Johnson & Johnson Worksense (via Randstad Sourceright) is responsible for finding, engaging and contracting talent for the Johnson & Johnson contingent workforce.

 

Currently we are looking for a Computer System Validation Engineer for Mentor a Medical Device company of Johnson & Johnson.
 

JOB SUMMARY
The position of CSV Engineer reports directly to the Quality Manager Inspection & Testing. The CSV Engineer ensures that systems within the Quality system are adequately maintained and assist the Quality Manager Inspection & Testing as needed. Furthermore, the CSV Engineer is accountable for delivering a contribution to the making of high quality products this is done by development and improvements of laboratory testing.
 

DUTIES & RESPONSIBILITIES

  • Evaluates compliance with applicable laboratory standards and procedures.
  • SME during projects, regulatory, MDD and notified body audits/inspections.
  • Defining, developing and improving (laboratory) procedures.
  • Revise and maintain (laboratory) procedures.
  • Define and improve test method validations including protocols and reports.
  • Writing and developing IQ/OQ/PQ/ CSV protocols and reports for new and existing laboratory equipment.
  • Acts as a Test method, laboratory equipment validation and other validation approver.
  • Coordination of non-routine laboratory testing activities including validation testing.
  • Implementation of corrective and preventive action and quality data trending for CAPA review board evaluation.
  • Work on Internal audits observations/NCR/CAPA files from origination to full cycle completion and final approval.
  • Test database maintenance (Labware LIMS program activities & SME).
  • Support day-to day trouble shooting for test equipment and unexpected test results.
  • Gathering & analyzing of test result data.
  • Lead Costs Improvement (CIP) projects.
  • Writing and bi-annual review of Service Level Agreements.
  • Comply J&J Safety Requirements and ensure safe working conditions and practices in the department.
  • Is responsible for annually review of Bioburden Data and Environmental Monitoring Data as part of routine trend analysis.
  • Is responsible for quarterly trend report to be used in CRB.
  • Responsible for communicating business related issues or opportunities to next management level.
     

EXPERIENCE AND EDUCATION 

  • Bachelor or Master degree.

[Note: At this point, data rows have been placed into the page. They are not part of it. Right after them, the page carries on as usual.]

PR #10350, opened 2021-03-19
Backport of Lookup initialization

denis-anisimov:


flow-server/src/main/java/com/vaadin/flow/server/osgi/OSGiAccess.java
```diff
@@ -92,6 +98,55 @@ private OSGiAccess() {
...
+    /**
+     * OSGi capable implementation of {@link ResourceProvider}.
+     *
+     */
+    private static class OSGiResourceProvider implements ResourceProvider {
+
+        @Override
+        public List<URL> getApplicationResources(VaadinContext context,
+                String path) throws IOException {
+            if (context instanceof VaadinService) {
```
mshabarov, line 110: Last time in `master` this way of getting the resource caused the exception in Spring add-on.
Don't know, maybe it's totally fine, but I though to stress it just in case.

mshabarov: Oh, this is an OSGi impl, sorry, never mind.

mshabarov: But another question is why is this impl differ from one in `OSGi` add-on.
The `Bundle` instance is used there to get the application resources.

mshabarov: Aaaand...going further the code, I saw `OSGiResourceProvider` class has been removed and transferred here. It explains all the things :)

flow-server/src/main/java/com/vaadin/flow/server/startup/LookupServletContainerInitializer.java
```diff
@@ -0,0 +1,213 @@
...
+    private Set<Class<?>> filterSubClasses(Class<?> clazz,
+            Set<Class<?>> classes) {
+        return classes == null ? Collections.emptySet()
+                : classes.stream().filter(clazz::isAssignableFrom)
+                        .filter(this::isInstantiableService)
+                        .filter(cls -> !clazz.equals(cls))
+                        .collect(Collectors.toSet());
+    }
+
+    private boolean isInstantiableService(Class<?> clazz) {
```
mshabarov, line 162: minor: this method is in `ReflectTools` in `master`, but since it is used only here, maybe it's fine.

mshabarov (approved):

mshabarov:
@denis-anisimov I'm about to merge this PR, but not certain about the prefix, should it be `refactor` or `feat` ?

PR #10358, opened 2021-03-22
fix: No deploy wihout lookup

denis-anisimov:


flow-server/src/main/java/com/vaadin/flow/server/startup/ServletDeployer.java
```diff
@@ -226,6 +226,14 @@ public static DeploymentConfiguration createDeploymentConfiguration(
     @Override
     public void contextInitialized(ServletContextEvent sce) {
         ServletContext context = sce.getServletContext();
+
+        VaadinContext vaadinContext = new VaadinServletContext(context);
+        if (vaadinContext.getAttribute(Lookup.class) == null) {
+            // if runtime has not yet initialized Lookup then it's up to runtime
+            // to deploy the servlet
```
mshabarov, line 233: Does this mean that if no `Lookup` instance provided at this point, then the custom `LookupInitializer` is supposed to be present, as well as custom servlet deployment configuration?

`ServletDeployer` javadoc needs to explain it.

mshabarov (changes requested):

flow-server/src/main/java/com/vaadin/flow/server/startup/ServletDeployer.java
denis-anisimov: No.
It means that deployer should not do anything if there is no Lookup.

mshabarov: > It means that deployer should not do anything if there is no Lookup.

Okay, when it would happen? When can it be absent?
As I know, `Lookup` should always be present in order to discover and use flow services.
Either a default lookup impl is added into context, or some other custom way is used to make it available through `VaadinContext.getAttribute(Class)`.
Doesn't that mean that something is actually broken, when no `Lookup` present on servlet deployment phase?

The idea to skip servlet deployment, when no lookup found, is not clear.
What does it mean from the client code point of view?

denis-anisimov: `Servlet 3.0` spec invokes `ServletContextInitialer` s first and then `ServletListener`s.
Lookup is initialized inside one of `ServletContainerInitializer`.
Other `ServletContainerInitializer`s should be invoked in the proper order which is forced if initializer extends `ClassLoaderAwareServletContainerInitializer`.
If it doesn't extend `ClassLoaderAwareServletContainerInitializer` then Lookup doesn't have to be in the context.

So : NO . `Lookup`  is not always present.
For Servlet 3.0 container `ServletListener` should have Lookup in the context.

>Doesn't that mean that something is actually broken, when no Lookup present on servlet deployment phase?

Yes, the container is broken. Because it's not Servlet 3.0 container. The example is Spring boot which works in a Spring way.
I don't know why Spring boot doesn't execute `ServletContainerInitializer` but it executes `ServletListener`  which may be executed when `ApplicationContext`  is not yet available. But since it happens it's up to non Servlet 3.0 capable container to execute ServletDeployer logic by itself in the same way as Spring boot executes `ServletContainerInitializer`s.
And this is exactly what's said here:
`it's up to runtime to deploy the servlet`

mshabarov (approved):

Issue #10302, opened 2021-03-17
DialogShortcutIT::dialogOpenedWithShortcutNoListenOn_sameShortcutListeningOnUi_bothExecuted is flaky


denis-anisimov:
`DialogShortcutIT::dialogOpenedWithShortcutNoListenOn_sameShortcutListeningOnUi_bothExecuted` failed in `2.6`:

https://bender.vaadin.com/viewLog.html?buildId=219206&tab=buildResultsDiv&buildTypeId=Flow_Flow26_Snapshot

Screenshot if link doesn't work:

![dialogOpenedWithShortcutNoListenOn_sameShortcutListeningOnUi_bothExecuted ANY_Chrome_ (com vaadin flow uitest ui DialogShortcutIT)](https://user-images.githubusercontent.com/11425472/111423248-0c89b300-8701-11eb-8cb2-1c4b0c9011af.png)

pleku:
It seems quite random that which test fails from `ComplexShortcutIT` or `DialogShortcutIT` so it might be just sense to merge this to https://github.com/vaadin/flow/issues/10284. I'm working on refactoring both tickets anyway.

mshabarov:
One more failure spotted in Flow 6.0 snapshot validation:

https://bender.vaadin.com/viewLog.html?buildId=221404&buildTypeId=Flow_Flow60_Flow60Snapshot

![image](https://user-images.githubusercontent.com/61410877/112873290-1b417400-90ca-11eb-8691-244df1b79703.png)


```
java.lang.RuntimeException: dialogOpenedWithShortcutNoListenOn_sameShortcutListeningOnUi_bothExecuted[ANY_Chrome_](com.vaadin.flow.uitest.ui.ComplexDialogShortcutIT): run failed 2 times
	at com.vaadin.testbench.RetryRule$1.evaluate(RetryRule.java:69)
	at org.junit.runners.ParentRunner$3.evaluate(ParentRunner.java:306)
	at org.junit.runners.BlockJUnit4ClassRunner$1.evaluate(BlockJUnit4ClassRunner.java:100)
	at org.junit.runners.ParentRunner.runLeaf(ParentRunner.java:366)
	at org.junit.runners.BlockJUnit4ClassRunner.runChild(BlockJUnit4ClassRunner.java:103)
	at org.junit.runners.BlockJUnit4ClassRunner.runChild(BlockJUnit4ClassRunner.java:63)
[...]

Issue #10284, opened 2021-03-15
ComplexDialogShortcutIT.dialogOpenedWithListenOnShortcut_sameShortcutListeningOnUi_focusDecidesWhichIsExecuted[ANY_Chrome_] is flaky


denis-anisimov:
`ComplexDialogShortcutIT::dialogWithShortcutListenOnAndPreserveOnRefresh_refreshWhenDialogOpened_shortcutScopingWorks` is flaky in all branches.

It at least failed in the `6.0` SNAPSHOT and `2.6`  SNAPSHOT:

https://bender.vaadin.com/viewLog.html?buildId=218806&tab=buildResultsDiv&buildTypeId=Flow_Flow60_Flow60Snapshot
https://bender.vaadin.com/viewLog.html?buildId=218817&tab=buildResultsDiv&buildTypeId=Flow_Flow26_Snapshot

Here is an error snapshot if it's not available by the link in the builds
![dialogWithShortcutListenOnAndPreserveOnRefresh_refreshWhenDialogOpened_shortcutScopingWorks ANY_Chrome_ (com vaadin flow uitest ui ComplexDialogShortcutIT)](https://user-images.githubusercontent.com/11425472/111132588-98c59a00-858a-11eb-8862-16b02f81d6ee.png)

denis-anisimov:
I've disabled the test since it fails too many builds: it's not possible to get latest SNAPSHOTS for many versions because of it.

pleku:
The wrong test was mentioned to be flaky, it is not the preserve-on-refresh test.

denis-anisimov:
Both of them are flaky.
Sometimes fails one sometimes both fail.

mshabarov:
Two more failures occur recently:

https://bender.vaadin.com/viewLog.html?buildId=221347&buildTypeId=Flow_Flow60_Flow60Snapshot

![image](https://user-images.githubusercontent.com/61410877/112874828-1087de80-90cc-11eb-9858-1c5b3a7257f0.png)

```
java.lang.RuntimeException: dialogOpenedWithListenOnShortcut_sameShortcutListeningOnUi_focusDecidesWhichIsExecuted[ANY_Chrome_](com.vaadin.flow.uitest.ui.DialogShortcutIT): run failed 2 times
	at com.vaadin.testbench.RetryRule$1.evaluate(RetryRule.java:69)
	at org.junit.runners.ParentRunner$3.evaluate(ParentRunner.java:306)
[...]

PR #10359, opened 2021-03-22
chore: refactor flaky test

pleku:
Refactors the code a bit to make it easier to understand why are dialog
shortcut ITs flaky in the CI. Only for master branch now.

Related to #10302, #10284

### DIFF
--- a/flow-tests/test-root-context/src/main/java/com/vaadin/flow/uitest/ui/DialogShortcutView.java
+++ b/flow-tests/test-root-context/src/main/java/com/vaadin/flow/uitest/ui/DialogShortcutView.java
@@ -17,6 +17,7 @@
 package com.vaadin.flow.uitest.ui;
 
 import java.util.EventObject;
+import java.util.concurrent.atomic.AtomicInteger;
 
 import com.vaadin.flow.component.AttachEvent;
 import com.vaadin.flow.component.ClickEvent;
@@ -48,7 +49,7 @@ public class DialogShortcutView extends Div {
     public static final Key SHORTCUT_KEY = Key.KEY_X;
     public static final String REUSABLE_DIALOG = "reusable-dialog";
 
-    private int dialogCounter = 0;
+    private AtomicInteger dialogCounter = new AtomicInteger(-1);
     private int eventCounter;
     private final Div eventLog;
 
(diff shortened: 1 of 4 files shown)


flow-tests/test-root-context/src/main/java/com/vaadin/flow/uitest/ui/DialogShortcutView.java
```diff
@@ -48,7 +49,7 @@
     public static final Key SHORTCUT_KEY = Key.KEY_X;
     public static final String REUSABLE_DIALOG = "reusable-dialog";
 
-    private int dialogCounter = 0;
+    private AtomicInteger dialogCounter = new AtomicInteger(-1);
```
mshabarov, line 52: Previously, initial value was `0`, but now `-1`. Is it intentionally?

flow-tests/test-root-context/src/test/java/com/vaadin/flow/uitest/ui/DialogShortcutIT.java
```diff
@@ -76,60 +77,62 @@ public void dialogOpenedWithShortcutNoListenOn_sameShortcutListeningOnUi_bothExe
     public void dialogOpenedWithListenOnShortcut_dialogReopened_oldShortcutStillWorks() {
         openReusedDialog();
 
-        pressShortcutKey(getFirstDialogInput());
+        pressShortcutKey(getDialogInput(reusedDialogIndex));
```
mshabarov, line 80: minor: Even though the `reusedDialogIndex` should be incremented after `openReusedDialog`,  would be more readable if you explicitly return the result like this:
`reusedDialogIndex = openReusedDialog();`

flow-tests/test-root-context/src/test/java/com/vaadin/flow/uitest/ui/DialogShortcutIT.java
```diff
@@ -76,60 +77,62 @@ public void dialogOpenedWithShortcutNoListenOn_sameShortcutListeningOnUi_bothExe
     public void dialogOpenedWithListenOnShortcut_dialogReopened_oldShortcutStillWorks() {
         openReusedDialog();
```
mshabarov, line 78: minor: Even though the `reusedDialogIndex` should be incremented after `openReusedDialog`,  would be more readable if you explicitly return the result like this:
`reusedDialogIndex = openReusedDialog();`

flow-tests/test-root-context/src/test/java/com/vaadin/flow/uitest/ui/DialogShortcutIT.java
```diff
@@ -76,60 +77,62 @@ public void dialogOpenedWithShortcutNoListenOn_sameShortcutListeningOnUi_bothExe
...
         pressShortcutKey(uiLevelButton);
         validateLatestShortcutEvent(3, DialogShortcutView.UI_BUTTON);
     }
-    protected void openReusedDialog() {
+
+    protected int openReusedDialog() {
         findElement(By.id(DialogShortcutView.REUSABLE_DIALOG)).click();
-        dialogCounter++;
+        if (reusedDialogIndex == -1) {
+            reusedDialogIndex = dialogCounter.incrementAndGet();
```
mshabarov, line 128: I'm not entirely sure, but `reusedDialogIndex` changes might be invisible in tests which run in parallel by more than one thread.
Even though the increment is done atomically, I'd recommend to make `reusedDialogIndex` volatile.

flow-tests/test-root-context/src/main/java/com/vaadin/flow/uitest/ui/DialogShortcutView.java
pleku: Yes

flow-tests/test-root-context/src/test/java/com/vaadin/flow/uitest/ui/DialogShortcutIT.java
pleku: I'd rather keep the setting of the field in the `openReusedDialog()` method instead of replicate it in all tests. The value is only returned so the Complex test case can use it for waiting for the element transport to overlay.

pleku: Actually I refactored the code to make the index a shared constant for every single time since there will be a one element in the browser with the ID anyway.

flow-tests/test-root-context/src/test/java/com/vaadin/flow/uitest/ui/DialogShortcutIT.java
pleku: I refactored things to make the index of the reused dialog the same always.

mshabarov (approved):

pleku:
There were two consecutive snapshots builds green for 7.0 after the refactoring so I think the issue was addressed 😅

Minimum of 2-5 years of related experience within Pharmaceutical and/or Medical Device companies, with relevant QC or QA experience.

 

REQUIRED KNOWLEDGE & SKILLS

  • Experience with Bluehill Universal and Windows 10.
  • Experience with IQ/OQ/PQ/CSV.
  • Familiarity with laboratory testing and automation.
  • High level of accuracy.
  • Trouble shooting and analytical minded.
  • Planning skills, ability to prioritize multiple commitments and technical problem solving ability.
  • Good interpersonal skills, engaged in contact with personnel at all levels within the organization.
  • Good communication skills, ability to write protocols/reports, business correspondence, and procedures.
  • Pro Active, works independently, takes actions in the absence of specific instruction.
  • Develops and presents new or improved test methods, solving laboratory problems in a timely manner.
  • Fluent in Dutch or English.
  • Team player.
  • Basic knowledge of ISO 13485 is a plus.

 

EXTRA INFORMATION:

  • You can work 3 days on-site in Leiden and 2 days from home.
  • This is a contracting position, with the possibility of an extension after the end date. You will receive a contract via our partner YACHT. They can offer you a contract for the duration of the assignment at J&J, a one year contract or a freelance contract (ZZP).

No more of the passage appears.